PR #8314, opened 2026-04-21
add batch validation path for column to speedup gossip validaiton

agnxsh:


beacon_chain/gossip_processing/eth2_processor.nim
```diff
@@ -414,6 +427,77 @@ proc processBlobSidecar*(
...
+  let cres = self.dataColumnQuarantine[].popSidecars(block_root)
+  if cres.isNone():
+    return
+
+  let blckOpt = self.quarantine[].popSidecarless(block_root)
+  if blckOpt.isNone():
+    return
+
+  withBlck(blckOpt.get()):
+    when (consensusFork >= ConsensusFork.Fulu) and
```
tersec: This is just exactly `consensusFork == ConsensusFork.Fulu`.

beacon_chain/gossip_processing/eth2_processor.nim
```diff
@@ -414,6 +427,77 @@ proc processBlobSidecar*(
...
+
+  var pending: seq[ref fulu.DataColumnSidecar]
+  swap(pending, self.pendingColumnSidecars)
+
+  var sidecars = newSeqOfCap[fulu.DataColumnSidecar](pending.len)
+  for s in pending:
+    sidecars.add(s[])
+
+  data_column_kzg_batch_verifications.inc()
+  let batchRes = verify_data_column_sidecar_kzg_proofs(sidecars)
```
```nim
  let batchRes = verify_data_column_sidecar_kzg_proofs(pending.mapIt(it[]))
```
and can remove all of
```nim
  var sidecars = newSeqOfCap[fulu.DataColumnSidecar](pending.len)
  for s in pending:
    sidecars.add(s[])
```
which clarifies the logic. But I don't understand why it needs this at all `ref fulu.DataColumnSidecar` to `fulu.DataColumnSidecar` conversion at all, since
- https://github.com/status-im/nimbus-eth2/pull/8302 appears to deliberately add overloads for both `openArray[fulu.DataColumnSidecar]` and `openArray[ref fulu.DataColumnSidecar]`: https://github.com/status-im/nimbus-eth2/blob/62868253b1b5e59c7babb0fe5186a754e17c24b7/beacon_chain/spec/peerdas_helpers.nim#L591-L609

beacon_chain/gossip_processing/eth2_processor.nim
```diff
@@ -451,27 +537,100 @@ proc processDataColumnSidecar*(
...
-    let cres = self.dataColumnQuarantine[].popSidecars(block_root)
-    if cres.isSome():
-      let blck = self.quarantine[].popSidecarless(block_root).expect("checked above")
-      withBlck(blck):
-        when (consensusFork >= ConsensusFork.Fulu) and
-          (consensusFork < ConsensusFork.Gloas):
-          self.blockProcessor.enqueueBlock(MsgSource.gossip, forkyBlck, cres)
-        else:
-          raiseAssert "Wrong fork for columns: " & $consensusFork
+  let batchThreshold = max(self.dataColumnQuarantine[].custodyColumns.len, 1)
```
tersec: When is `self.dataColumnQuarantine[].custodyColumns.len < 4`? But if it's not, then this `max` doesn't do anything. What is it accomplishing?

beacon_chain/gossip_processing/eth2_processor.nim
```diff
@@ -488,21 +647,27 @@ proc processDataColumnSidecar*(
...
-  self.gloasColumnQuarantine[].put(
-    dataColumnSidecar.beacon_block_root, newClone(dataColumnSidecar))
-  self.blockProcessor.enqueuePayload(dataColumnSidecar.beacon_block_root)
+  # Non-KZG checks passed — park the sidecar in the pending buffer. KZG
+  # proofs are verified in a single batched call once the buffer has grown
+  # to the number of columns this node custodies.
+  self.pendingGloasColumnSidecars.add(newClone(dataColumnSidecar))
+
+  let batchThreshold =
+    max(self.gloasColumnQuarantine[].custodyColumns.len, 1)
```
tersec: Same question about the purpose of `max` here: this only matters if `self.gloasColumnQuarantine[].custodyColumns.len` is 0, but that should never happen. If it does, there are bigger problems.

tersec: i.e. a network with 0 custody columns also means not doing anything with `gloasColumnQuarantine` or `columnQuarantine` at all, not just tweaking around the edges.

beacon_chain/gossip_processing/eth2_processor.nim
```diff
@@ -451,27 +537,100 @@ proc processDataColumnSidecar*(
...
+
+  var batchOk = false
+  if commitmentsOpt.isSome():
+    var sidecars = newSeqOfCap[gloas.DataColumnSidecar](pending.len)
+    for s in pending:
+      sidecars.add(s[])
+
+    data_column_kzg_batch_verifications.inc()
+    let batchRes = verify_data_column_sidecar_kzg_proofs(
+      sidecars, commitmentsOpt.get())
```
```nim
    let batchRes = verify_data_column_sidecar_kzg_proofs(
      pending.mapIt(it[]), commitmentsOpt.get())
```
makes the logic clearer here by connecting it to its inputs more directly and simply. But it raises the same question of why do this `ref` to non-`ref` conversion at all, per https://github.com/status-im/nimbus-eth2/pull/8314/changes#r3121047564

beacon_chain/gossip_processing/eth2_processor.nim
```diff
@@ -414,6 +427,77 @@ proc processBlobSidecar*(
...
+    return
+
+  withBlck(blckOpt.get()):
+    when (consensusFork >= ConsensusFork.Fulu) and
+        (consensusFork < ConsensusFork.Gloas):
+      self.blockProcessor.enqueueBlock(MsgSource.gossip, forkyBlck, cres)
+    else:
+      raiseAssert "Wrong fork for columns: " & $consensusFork
+
+proc flushPendingColumnSidecars*(self: var Eth2Processor) =
```
tersec: Would be clearer to name this `flushFuluPendingColumnSidecars`. For legacy reasons a number of column-related functions were written before any support for Gloas existed, and something with `functionName` became `functionNameWithGloas` without renaming the original function, and there's an argument for that, but there isn't a viable one for newly written functions.

beacon_chain/gossip_processing/eth2_processor.nim
```diff
@@ -451,27 +537,100 @@ proc processDataColumnSidecar*(
     data_column_sidecars_dropped.inc(1, [$v.error[0]])
     return v
 
-  let block_root = hash_tree_root(block_header)
+  # Non-KZG checks passed — park the sidecar in the pending buffer. KZG
+  # proofs are verified in a single batched call once the buffer has grown
+  # to the number of columns this node custodies, i.e. the largest batch
+  # we can reasonably expect to assemble per slot.
```
tersec: This doesn't suffice for [gossip validation](https://github.com/ethereum/consensus-specs/blob/v1.7.0-alpha.5/specs/fulu/p2p-interface.md#data_column_sidecar_subnet_id):
> - _[REJECT]_ The sidecar's `kzg_commitments` field inclusion proof is valid as verified by `verify_data_column_sidecar_inclusion_proof(sidecar)`.
> - _[REJECT]_ The sidecar's column data is valid as verified by `verify_data_column_sidecar_kzg_proofs(sidecar)`.

beacon_chain/gossip_processing/eth2_processor.nim
```diff
@@ -488,21 +647,27 @@ proc processDataColumnSidecar*(
...
     data_column_sidecars_dropped.inc(1, [$v.error[0]])
     return v
 
-  debug "Data column validated"
-  self.gloasColumnQuarantine[].put(
-    dataColumnSidecar.beacon_block_root, newClone(dataColumnSidecar))
-  self.blockProcessor.enqueuePayload(dataColumnSidecar.beacon_block_root)
+  # Non-KZG checks passed — park the sidecar in the pending buffer. KZG
+  # proofs are verified in a single batched call once the buffer has grown
+  # to the number of columns this node custodies.
```
tersec: This doesn't suffice for [gossip validation](https://github.com/ethereum/consensus-specs/blob/v1.7.0-alpha.5/specs/gloas/p2p-interface.md#data_column_sidecar_subnet_id):
> - _[REJECT]_ The sidecar is valid as verified by `verify_data_column_sidecar(sidecar, bid.blob_kzg_commitments)`.
> - _[REJECT]_ The sidecar's column data is valid as verified by `verify_data_column_sidecar_kzg_proofs(sidecar, bid.blob_kzg_commitments)`.
> - _[IGNORE]_ The sidecar is the first sidecar for the tuple `(sidecar.beacon_block_root, sidecar.index)` with valid kzg proof.

tersec:
Merge conflict(s) in `beacon_chain/gossip_processing/eth2_processor.nim` mean CI can't properly run.

beacon_chain/gossip_processing/batch_kzg_validation.nim
```diff
@@ -0,0 +1,225 @@
...
+proc lookupCommitments(
+    dag: ChainDAGRef, sidecar: gloas.DataColumnSidecar
+): Opt[KzgCommitments] =
+  let
+    bsi = dag.getBlockIdAtSlot(sidecar.slot).valueOr:
+      return Opt.none(KzgCommitments)
+    forkedBlock = dag.getForkedBlock(bsi.bid).valueOr:
+      return Opt.none(KzgCommitments)
+  withBlck(forkedBlock):
+    when consensusFork == ConsensusFork.Gloas:
```
tersec, line 114: Heze looks also to use Gloas columns.

beacon_chain/gossip_processing/batch_kzg_validation.nim
```diff
@@ -0,0 +1,225 @@
...
+      notice "KZG batch queue pruned, skipping column validation",
+        batches = batchKzg.batches.len
+      batchKzg.pruneTime = startTick
+    batch[].skip()
+    batch_kzg_batches_skipped.inc()
+    return
+
+  var sidecars = newSeqOfCap[T](batch[].items.len)
+  for it in batch[].items:
+    sidecars.add(it.sidecar[])
```
tersec, line 146: `let sidecars = mapIt(...)` (or `foo.mapIt(...)`, either way).

beacon_chain/gossip_processing/batch_kzg_validation.nim
```diff
@@ -0,0 +1,225 @@
...
+  if ok:
+    batch[].completeAll(BatchResult.Valid)
+    batch_kzg_verifications.inc()
+  else:
+    # Whole-batch verify failed; re-run per-sidecar to identify the bad
+    # apple(s). Items that pass individually still ACCEPT.
+    batch_kzg_fallbacks.inc()
+    debug "kzg batch - failure, falling back per-sidecar",
+      items = batch[].items.len
+    for it in batch[].items.mitems():
```
tersec, line 162: Why `mitems()`?

Yes, it returns effectively a reference, but semantically these aren't supposed to be modified here. This requires checking Nim's codegen.

beacon_chain/gossip_processing/batch_kzg_validation.nim
```diff
@@ -0,0 +1,225 @@
...
+  let fut = newFuture[BatchResult]("scheduleColumnKzgCheck")
+
+  let blockRoot = sidecarBlockRoot(sidecar[])
+  let commitmentsOpt = lookupCommitments(batchKzg.dag, sidecar[])
+  if commitmentsOpt.isNone():
+    # Block not (yet) available — we can't verify KZG. IGNORE so the caller
+    # neither relays nor descores; the sidecar may arrive again once the
+    # block is in the dag.
+    fut.complete(BatchResult.Timeout)
+    return fut
```
tersec, line 220: `let commitments = lookupCommitments(batchKzg.dag, sidecar[]).valueOr: ...`

beacon_chain/gossip_processing/eth2_processor.nim
```diff
@@ -430,36 +483,33 @@ proc processDataColumnSidecar*(
...
     return v
 
-  let block_root = hash_tree_root(block_header)
-
-  debug "Data column validated, putting data column in quarantine"
-  if dataColumnSidecar.index notin self.dataColumnQuarantine[].custodyMap:
+  # Non-KZG checks passed — schedule batched KZG verification and wait for
+  # the verdict before returning to libp2p. Returning ACCEPT prior to KZG
+  # would relay possibly invalid sidecars (strict reject under the gossip
+  # rules), which is what the legacy flush-after-the-fact path did.
```
tersec, line 489: Does the "legacy" path even exist anymore in this branch/PR? If not, it's a bit odd for this comment to discuss it per se. It can discuss the design motivations of the current design, yeah, and even what a conceptually serial implementation might do as a model but referring to a specific implementation which doesn't exist anymore in this context isn't useful.

beacon_chain/gossip_processing/eth2_processor.nim
```diff
@@ -430,36 +483,33 @@ proc processDataColumnSidecar*(
...
+  let sidecarRef = newClone(dataColumnSidecar)
```
tersec, line 490: Another random copy of a potentially nontrivially-sized object, especially with 21 or more rows/blobs.

It's worth looking through these designs with an overall eye towards keeping consistency so these broadly pointless copies don't have to happen (it's not some intrinsic need to have a `ref` because it's being stored outside the caller's original lifetime: that's taken care of by the `seq` it gets stored into).

Not unique to this PR, but this PR introduces more of it, with a wholly new subsystem.

beacon_chain/gossip_processing/eth2_processor.nim
```diff
@@ -472,28 +522,34 @@ proc processDataColumnSidecar*(
...
     return errIgnore("Data column before genesis")
 
-  debug "Data column received (Gloas - quarantine not implemented)"
+  debug "Data column received (Gloas)"
 
   let v = self.dag.validateDataColumnSidecar(
     self.quarantine, self.gloasColumnQuarantine, self.executionPayloadBidPool,
-    dataColumnSidecar, wallTime, subnet_id)
+    dataColumnSidecar, wallTime, subnet_id,
+    checkKzgProofs = false)
```
tersec, line 530: Not sure why this isn't part of the previous line?

beacon_chain/gossip_processing/eth2_processor.nim
```diff
@@ -472,28 +522,34 @@ proc processDataColumnSidecar*(
...
 
   if v.isErr():
     debug "Dropping data column", error = v.error()
     data_column_sidecars_dropped.inc(1, [$v.error[0]])
     return v
 
-  debug "Data column validated"
-  if dataColumnSidecar.index notin self.gloasColumnQuarantine[].custodyMap:
+  let sidecarRef = newClone(dataColumnSidecar)
```
tersec, line 537: See:
- https://github.com/status-im/nimbus-eth2/pull/8314/changes#r3223665759

beacon_chain/gossip_processing/batch_kzg_validation.nim
```diff
@@ -0,0 +1,225 @@
...
+): Opt[KzgCommitments] =
+  let
+    bsi = dag.getBlockIdAtSlot(sidecar.slot).valueOr:
+      return Opt.none(KzgCommitments)
+    forkedBlock = dag.getForkedBlock(bsi.bid).valueOr:
+      return Opt.none(KzgCommitments)
+  withBlck(forkedBlock):
+    when consensusFork == ConsensusFork.Gloas:
+      if forkyBlck.root != sidecar.beacon_block_root:
+        return Opt.none(KzgCommitments)
```
tersec, line 116: Does this work across forks? That is, if the node receiving this things that the block at `sidecar.slot` has some `forkyBlck.root` because it's on a different for than the sending node, it will presumably not ever match the root.

`getBlockIdAtSlot` is specifically for the canonical fork, and it has its uses, but one of them can't really be validating blocks on a noncanonical fork.

beacon_chain/gossip_processing/batch_kzg_validation.nim
```diff
@@ -0,0 +1,225 @@
...
+    batchKzg: ref BatchKzg[T], batch: ref KzgBatch[T]
+) {.async: (raises: [CancelledError]).} =
+  if batch[].items.len == 0:
+    return
+
+  let
+    startTick = Moment.now()
+    slotDuration = batchKzg.dag.cfg.timeParams.SLOT_DURATION
+
+  # Stale batches are dropped: callers receive Timeout (→ IGNORE) so we
```
tersec, line 133: Not all editors, viewers, or fonts handle these `→` Unicode characters well. Nicer to avoid them when they don't add real value (apply this comment to all `→` in this PR.

beacon_chain/gossip_processing/gossip_validation.nim
```diff
@@ -658,7 +658,8 @@ proc validateDataColumnSidecar*(
     dag: ChainDAGRef, quarantine: ref Quarantine,
     dataColumnQuarantine: ref ColumnQuarantine,
     data_column_sidecar: fulu.DataColumnSidecar,
-    wallTime: BeaconTime, subnet_id: uint64):
+    wallTime: BeaconTime, subnet_id: uint64,
+    checkKzgProofs = true):
```
tersec, line 662: More substantively, what is this parameter even for and why is it optional?

There appears to be, in the `unstable` branch, exactly one caller of each of the fulu and gloas versions:
https://github.com/status-im/nimbus-eth2/blob/767d79b1be32ba6a82831b34158045cf607cf165/beacon_chain/gossip_processing/eth2_processor.nim#L396-L423 and https://github.com/status-im/nimbus-eth2/blob/767d79b1be32ba6a82831b34158045cf607cf165/beacon_chain/gossip_processing/eth2_processor.nim#L459-L479

This PR calls both, unconditionally, with this `checkKzgProofs = false`. So it's unclear why the parameter exists or why the codepaths still exist. They're dead code now.

beacon_chain/gossip_processing/eth2_processor.nim
```diff
@@ -472,28 +522,34 @@ proc processDataColumnSidecar*(
...
+    ok()
+  of BatchResult.Invalid:
+    debug "Dropping Gloas data column after KZG verification failed",
+      index = dataColumnSidecar.index
+    data_column_sidecars_dropped.inc(1, ["DataColumnSidecarKzgInvalid"])
+    errReject("DataColumnSidecar: KZG verification failed")
+  of BatchResult.Timeout:
+    debug "Gloas data column KZG batch timed out",
+      index = dataColumnSidecar.index
+    errIgnore("DataColumnSidecar: KZG batch timeout")
```
tersec, line 552: All of this `BatchResult` handling, `scheduleColumnKzgCheck`, etc should be in the gossip validation function itself, not here.

beacon_chain/gossip_processing/eth2_processor.nim
```diff
@@ -430,36 +483,33 @@ proc processDataColumnSidecar*(
...
+    ok()
+  of BatchResult.Invalid:
+    debug "Dropping data column after KZG verification failed",
+      index = dataColumnSidecar.index
+    data_column_sidecars_dropped.inc(1, ["DataColumnSidecarKzgInvalid"])
+    errReject("DataColumnSidecar: KZG verification failed")
+  of BatchResult.Timeout:
+    debug "Data column KZG batch timed out",
+      index = dataColumnSidecar.index
+    errIgnore("DataColumnSidecar: KZG batch timeout")
```
tersec, line 506: - https://github.com/status-im/nimbus-eth2/pull/8314/changes#r3223810358

beacon_chain/gossip_processing/eth2_processor.nim
tersec: https://github.com/status-im/nimbus-eth2/pull/8314/commits/0940ec93383f18f31b40b17830f9a8d6033af684

beacon_chain/gossip_processing/eth2_processor.nim
tersec: https://github.com/status-im/nimbus-eth2/pull/8314/commits/0940ec93383f18f31b40b17830f9a8d6033af684

beacon_chain/gossip_processing/eth2_processor.nim
tersec: https://github.com/status-im/nimbus-eth2/pull/8314/commits/0940ec93383f18f31b40b17830f9a8d6033af684

beacon_chain/gossip_processing/eth2_processor.nim
tersec: https://github.com/status-im/nimbus-eth2/pull/8314/commits/0940ec93383f18f31b40b17830f9a8d6033af684

beacon_chain/gossip_processing/eth2_processor.nim
tersec: https://github.com/status-im/nimbus-eth2/pull/8314/commits/0940ec93383f18f31b40b17830f9a8d6033af684

beacon_chain/gossip_processing/eth2_processor.nim
tersec: https://github.com/status-im/nimbus-eth2/pull/8314/commits/0940ec93383f18f31b40b17830f9a8d6033af684

beacon_chain/gossip_processing/eth2_processor.nim
tersec: https://github.com/status-im/nimbus-eth2/pull/8314/commits/0940ec93383f18f31b40b17830f9a8d6033af684

beacon_chain/gossip_processing/gossip_validation.nim
```diff
@@ -790,7 +793,8 @@ proc validateDataColumnSidecar*(
     gloasColumnQuarantine: ref GloasColumnQuarantine,
     executionPayloadBidPool: ref ExecutionPayloadBidPool,
     data_column_sidecar: gloas.DataColumnSidecar,
-    wallTime: BeaconTime, subnet_id: uint64):
+    wallTime: BeaconTime, subnet_id: uint64,
+    checkKzgProofs = true):
```
tersec, line 797: - https://github.com/status-im/nimbus-eth2/pull/8314#discussion_r3223804472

══════

Requirement
The word to find is "startTick". Copy every line of the data that holds it.

Task result
+      batchKzg.pruneTime = startTick
+    startTick = Moment.now()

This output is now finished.